◆ WHAT TO DO ◆
Determine how many lines of the listing below hold the string "raises", then state that number alone.
--- DATA IN THIS EXERCISE Enclosed Below ---
PR #267, opened 2020-03-31
Pull Arrow nightlies from arrow-nightlies

xhochy:
Permanently moved.

### DIFF
--- a/.travis.yml
+++ b/.travis.yml
@@ -44,6 +44,9 @@ install:
   - conda activate test-env
   - >
     if [[ "${ARROW_NIGHTLY-0}" == 1 ]]; then
+        # Install both arrow-cpp and pyarrow to make sure that we have the
+        # latest nightly of both packages. It is sadly not guaranteed that the
+        # nightlies and the latest release would otherwise work together.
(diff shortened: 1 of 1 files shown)


.travis.yml
```diff
@@ -44,7 +44,7 @@ install:
   - conda activate test-env
   - >
     if [[ "${ARROW_NIGHTLY-0}" == 1 ]]; then
-        travis_retry conda install -c ursa-labs/label/nightly pyarrow
+        travis_retry conda install -c arrow-nightlies arrow-cpp pyarrow
```
lr4d: do we need `arrow-cpp`?

xhochy: Locally I had the case that only `pyarrow` was pulled from the repo but `arrow-cpp` stayed on the conda-forge version. The two must though exactly match in the version used, so both should be pulled. The correct behaviour would be that `arrow-cpp` as a dependency would be automatically also be pulled from the repo but this is not yet happening consistently.

lr4d: maybe add that as a comment for posterity

xhochy:
@lr4d @fjetter Merge?

lr4d:
Thanks @xhochy

PR #272, opened 2020-04-07
Bunch of fixes for index type handling

marco-neumann-jdas:
See commits and changelog.

### DIFF
--- a/kartothek/core/index.py
+++ b/kartothek/core/index.py
@@ -885,6 +885,7 @@ def _index_dct_to_table(index_dct: IndexDictType, column: str, dtype: pa.DataTyp
         else:
             keys = np.asarray(list(keys_it))
 
+    # TODO: Remove work-around
     # This is because of ARROW-1646:
     #   [Python] pyarrow.array cannot handle NumPy scalar types
     # Additional note: pyarrow.array is supposed to infer type automatically.
--- a/kartothek/core/index.py
+++ b/kartothek/core/index.py
@@ -846,20 +846,44 @@ def _parquet_bytes_to_dict(column: str, index_buffer: bytes):
 
 
 def _index_dct_to_table(index_dct: IndexDictType, column: str, dtype: pa.DataType):
-    keys = index_dct.keys()
-    if (dtype is None) and (len(keys) > 0):
-        probe = next(iter(keys))
+    keys_it = index_dct.keys()
+
+    # find possible type probe
+    if len(keys_it) > 0:
+        probe = next(iter(keys_it))
+        has_probe = True
+    else:
+        probe = None
+        has_probe = False
+
+    # type inference
+    if (dtype is None) and has_probe:
         if isinstance(probe, np.datetime64):
             dtype = pa.timestamp(
                 "ns"
             )  # workaround pyarrow type inference bug (ARROW-2554)
         elif isinstance(probe, pd.Timestamp):
-            keys = [d.to_datetime64() for d in keys]
             dtype = pa.timestamp(
                 "ns"
             )  # workaround pyarrow type inference bug (ARROW-2554)
-        elif isinstance(probe, np.bool_):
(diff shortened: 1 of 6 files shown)


kartothek/core/index.py
```diff
@@ -846,20 +846,44 @@ def _parquet_bytes_to_dict(column: str, index_buffer: bytes):
 
 
 def _index_dct_to_table(index_dct: IndexDictType, column: str, dtype: pa.DataType):
```
fjetter, line 848: I hate this function so much :(

tests/conftest.py
```diff
@@ -31,6 +31,9 @@
 pd.options.mode.chained_assignment = "raise"
 
 
+pytest.register_assert_rewrite("kartothek.io.testing")
```
fjetter, line 34: I don't really get the docs of `pytest.register_assert_rewrite`. What I suspect: Will this make the output better readable?

kartothek/io_components/metapartition.py
```diff
@@ -1233,10 +1233,20 @@ def build_indices(self, columns):
...
+                meta.field(col).type
+                for meta in self.table_meta.values()
+                if col in meta.names
+            )[0]
+
             new_index = ExplicitSecondaryIndex(
-                column=col, index_dct={value: [self.label] for value in possible_values}
+                column=col,
+                index_dct={value: [self.label] for value in possible_values},
+                dtype=dtype,
```
fjetter, line 1247: We should've seen the lack of dtype as a warning somewhere, I believe. Did you evaluate whether this pops up somewhere else?

tests/conftest.py
marco-neumann-jdas: Yes. For example:

```python
assert some_dict == other_dict
```

in lib dir (not within `tests/`) only raises an `AssertionError` so the tests fails (this is correct), but you don't get a visual diff between the two dicts. This is only possible if pytest can rewrite the assertion (basically it replaces the bytecode snipped) to hook into it. See https://docs.pytest.org/en/latest/writing_plugins.html#assertion-rewriting

I find it extremely helpful to get the full pytest feature set (aka visual diffs) in our test suite.

kartothek/io_components/metapartition.py
marco-neumann-jdas: So normally this is OK, the index will infer the dtype during the store operation from `index_dct` (this even works for ints under python 3, since numpy ints have their own type now) or during load (from the parquet file).

But there is one edge case during index build where this does not work (see last commit): when the `index_dct` is empty. In that case, the index constructor even raises, since the type inference would obviously be bollocks. I am somewhat surprised that nobody ran into this ("create index where one partition has an empty DF").

Also, who emits the warning?

kartothek/core/index.py
```diff
@@ -846,20 +846,44 @@ def _parquet_bytes_to_dict(column: str, index_buffer: bytes):
...
+            # numpy might create object ndarrays here, which pyarrow might (for some reason) convert fo floats
+            keys = list(keys_it)
+        elif (
+            dtype == pa.timestamp("ns")
+            and has_probe
+            and isinstance(probe, pd.Timestamp)
+        ):
+            keys = np.asarray([d.to_datetime64() for d in keys_it])
+        else:
+            keys = np.asarray(list(keys_it))
```
lr4d, line 887:
```suggestion
    # TODO: Remove work-around
```

kartothek/io_components/metapartition.py
fjetter: Sorry, I was mistaken. I thought we disallowed this / deprecated this but that's not the case.

tests/conftest.py
fjetter: good to know, thanks!

fjetter:
Builds are failing for arrow 0.13.0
--- End of Enclosed DATA IN THIS EXERCISE ---
◆ RESULT OF THE EXERCISE ◆
2